Monument to Goethe

Monument to Goethe.

  We find in the Schnellpost a letter copied from a German journal, which gives an interesting account of the festival on the occason of erecting the statue of Goethe by Schwanthaler in his native place, Frankfort on the Maine, 22d October, last.

  Few persons of celebrity from a distance were present, not even the great contemporaries of the poet, Tieck and Schlegel. His friend the Chancellor Von Muller came, and answered on the part of Wiemar to the many compliments that were naturally directed to that region.

  “On the evening of the 21st,” I saw, “says the writer, “a young man pass, dressed in mourning, who is, I am told, the grandson of Goethe. He is in mourning for a lovely sister, who, some few days since, went to sleep in Vienna;—that same Vienna where, a winter or two since, the Viennese crowded to see her dance with a Herr Von Schiller.”

  At the theatre, a drama by Goethe was performed, with appropriate decorations. Emblems and inscriptions designated the house where he was born, on every occasion to strangers the most interesting object in Frankfort. The public houses attracted visitors by mottoes taken from his works. There was, however, in the preparations an obvious lack both of enthusiasm, and that address and grace which the Poet himself possessed in illustrating such occasions. He never was fortunate in so rich an occasion, as the suggestions afforded by his works and life are endless in beauty and variety. It is a pity he left no heir of his genius to make use of them. For busy as his life was, he was always ready to lavish the treasures of that genius on such an hour, knowingly how many suggestions may thus be, unawares to themselves, sown in the minds of spectators. It was, also, insufferable to him that what was done at all should be imperfectly done. Had he been a sculptor he would have been as patient as the Greeks in finishing bas-reliefs on the pedestals of statues.

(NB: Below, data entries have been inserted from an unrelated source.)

PR #25292, opened 2022-12-28
fix: rely only on proxy-from-env

### LINKED ISSUE #19586: Failure to use NO_PROXY appropriately
### Current behavior

In our setup, both environment variables: `https_proxy`, `NO_PROXY` and the `.npmrc` configuration of `https_proxy` / `noproxy` are configured.

The particular Cypress download URL is being redirected Nexus via `CYPRESS_DOWNLOAD_MIRROR` and _should not_ go via the proxy.
All of this would work perfectly except:
During postinstall the `cypress:lib/tasks/download.js` task has the following function:
```
const getProxyForUrlWithNpmConfig = url => {
  return getProxyForUrl(url) || process.env.npm_config_https_proxy || process.env.npm_config_proxy || null;
};
```
Now `getProxyForUrl(url)` returns an _empty string_ if it matches `NO_PROXY` *or* if there are no variables defined - these are not the same states and should be treated separately.
The `||` treats _empty string_ as falsey and therefore picks up the `process.env.npm_config_https_proxy` but *doesn't* handle the corresponding `process.env.npm_config_noproxy` setting so it incorrectly selects the proxy.

Could you please adjust the function `getProxyForUrlWithNpmConfig` to correctly handle `process.env.npm_config_noproxy` and/or treat "nothing defined" differently from proxy explicitly disabled for this domain?

### Debug logs
URLs changed!

Environment variables:
```
    http_proxy = 'http://outbound-proxy.example:3128/'
    https_proxy = 'http://outbound-proxy.example:3128/'
    no_proxy = 'nexus.example,*.example'
    NO_PROXY = 'nexus.example,.example,*.example'
    CYPRESS_DOWNLOAD_MIRROR = 'https://nexus.example/repository/cypress-dist/'
```
npmrc settings:
```
proxy=http://outbound-proxy.example:3128/
https_proxy=http://outbound-proxy.example:3128/
noproxy=*.example
```

Debug logs:
```
.../cypress@8.7.0/node_modules/cypress postinstall: [STARTED] Task without title.
.../cypress@8.7.0/node_modules/cypress postinstall: 2022-01-06T09:52:36.892Z cypress:cli Using CYPRESS_DOWNLOAD_MIRROR from environment variable
.../cypress@8.7.0/node_modules/cypress postinstall: 2022-01-06T09:52:36.892Z cypress:cli Using CYPRESS_DOWNLOAD_MIRROR from environment variable
.../cypress@8.7.0/node_modules/cypress postinstall: 2022-01-06T09:52:36.896Z cypress:cli needed Cypress version: 8.7.0
.../cypress@8.7.0/node_modules/cypress postinstall: 2022-01-06T09:52:36.896Z cypress:cli source url https://nexus.example/repository/cypress-dist/desktop/8.7.0?platform=linux&arch=x64
.../cypress@8.7.0/node_modules/cypress postinstall: 2022-01-06T09:52:36.896Z cypress:cli downloading cypress.zip to "/tmp/cypress-18030.zip"
.../cypress@8.7.0/node_modules/cypress postinstall: 2022-01-06T09:52:36.901Z cypress:cli Downloading package {
.../cypress@8.7.0/node_modules/cypress postinstall:   url: 'https://nexus.example/repository/cypress-dist/desktop/8.7.0?platform=linux&arch=x64',
.../cypress@8.7.0/node_modules/cypress postinstall:   proxy: 'http://outbound-proxy.example:3128/',
.../cypress@8.7.0/node_modules/cypress postinstall:   downloadDestination: '/tmp/cypress-18030.zip'
.../cypress@8.7.0/node_modules/cypress postinstall: }
.../cypress@8.7.0/node_modules/cypress postinstall: 2022-01-06T09:52:36.945Z cypress:cli Using CYPRESS_DOWNLOAD_MIRROR from environment variable
.../cypress@8.7.0/node_modules/cypress postinstall: 2022-01-06T09:52:36.945Z cypress:cli Using CYPRESS_DOWNLOAD_MIRROR from environment variable
.../cypress@8.7.0/node_modules/cypress postinstall: 2022-01-06T09:52:36.946Z cypress:cli URL: https://nexus.example/repository/cypress-dist/desktop/8.7.0?platform=linux&arch=x64
.../cypress@8.7.0/node_modules/cypress postinstall: Error: tunneling socket could not be established, statusCode=403
```

### Cypress Version

8.7.0

### Package Manager

pnpm

### Operating system

Linux

### Other

_No response_

stefdev49:
- don't override result from getProxyForUrl()
- update proxy-from-env to 1.1.0 to get better .npmrc proxy support

- Closes [bug 19586](https://github.com/cypress-io/cypress/issues/19586)

### User facing changelog

- update proxy-from-env to 1.1.0 to get better .npmrc proxy configuration support

### Additional details

My company proxy doesn't work on sites that belong to my company domain, so we can't mirror cypress downloads in our network without setting noproxy properly. Current cypress download code breaks noproxy usage in npmrc and this patch addresses this problem.

proxy precedence will change and no_proxy in npmrc will now work.

### PR Tasks

- [ na] Has a PR for user-facing changes been opened in [`cypress-documentation`](https://github.com/cypress-io/cypress-documentation)? 
- [na ] Have API changes been updated in the [`type definitions`](https://github.com/cypress-io/cypress/blob/develop/cli/types/cypress.d.ts)?

### DIFF
--- a/cli/package.json
+++ b/cli/package.json
@@ -55,7 +55,7 @@
     "minimist": "^1.2.6",
     "ospath": "^1.2.2",
     "pretty-bytes": "^5.6.0",
-    "proxy-from-env": "1.0.0",
+    "proxy-from-env": "1.1.0",
     "request-progress": "^3.0.0",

  At noon, the cover was taken from the statue. “There he stood, grand and commanding, looking upon his unknown countrymen, with his tranquil eye, with his high earnest brow, with the proud mouth. Then up flew hats and handkerchiefs; then many an eye was wet; many cheeks glowed, and, only after a deep full pause, was raised the shout of homage.”   *    *    *

  “Whoever had the luck to see his face in life finds an exact transcript in this work of Schwanthaler, but the figure is idealized. Goethe had legs too short, in proportion, from the knee downward, to the rest of his figure; the head was uncommonly perfect. Schwanthaler has brought the whole figure into colossal, but harmonious proportions, and given him, so far as the drapery lets it be seen, a handsome leg. As to the head he needed only to copy nature to produce a magnificent result, and has done so.

  As to the attitude I find, perhaps from remembering his habits, the idea of his personal presence much better conveyed in the well known work of Rauch: where he stands free, in a long surtout of modern form, a kerchief loosely tied around his neck, his arms crossed behind him. To say nothing of its being the exact presentation of him as he was in life, there is a most powerful expression of his character, self-relying, self-centred and contained, a self-consciousness, not untinged with hauteur and defiance, yet full of dignity. Here, no artist has come near Rauch on this subject, Marchesi took him sitting and this suits the Olympic repose of his person better than standing, even upright,. But Schwanthaler has given support to the figure; bringing forward one knee, and bending one hip, he breaks the grand effect of the whole. Neither do I see any reason for placing a laurel crown in his hand. Shall the Poet carry his laurels in his hand?” Neither the robe, nor the place which has been selected for placing the statue please the critic. The former is the night-gown or bathing mantle which has been assigned to so many modern statues, faute de mieux; the place does not allow a fair opportunity to see the figure.

  “Gentlemen artists;” he continues, “you should take a lesson from our dear ancients. They dedicated to their rulers and generals standing or equestrian statues, but to their orators, poets, and thinkers only busts, in groves or halls. Let him who doubts their good judgment, in this, compare the effect produced by the busts of Goethe and Schiller in the library at Weimar with that of the full-length statues of these Dioscuri in Frankfort and Stuttgart; I think he will agree that the ancients were wise people.”

  *    *    *    *    *     “Yes, Goethe is Germany’s greatest, and not only so, but her most German Poet. Schiller’s poetry, admirable as it is, might have been produced in any European state this side the Niemen, for he is just the cosmopolitan or, as the French style it, “humanitarian” poet; the nobly tempered speaker of the new time and its ideas of life and civil duties. But Goethe is not only European, but German heart’s blood; none but a German could have written Götz and Werther, Hermann and Dorothea, his songs and his Faust.”         *

“Monument to Goethe.” New York Daily Tribune, 16 December 1844, p. 1.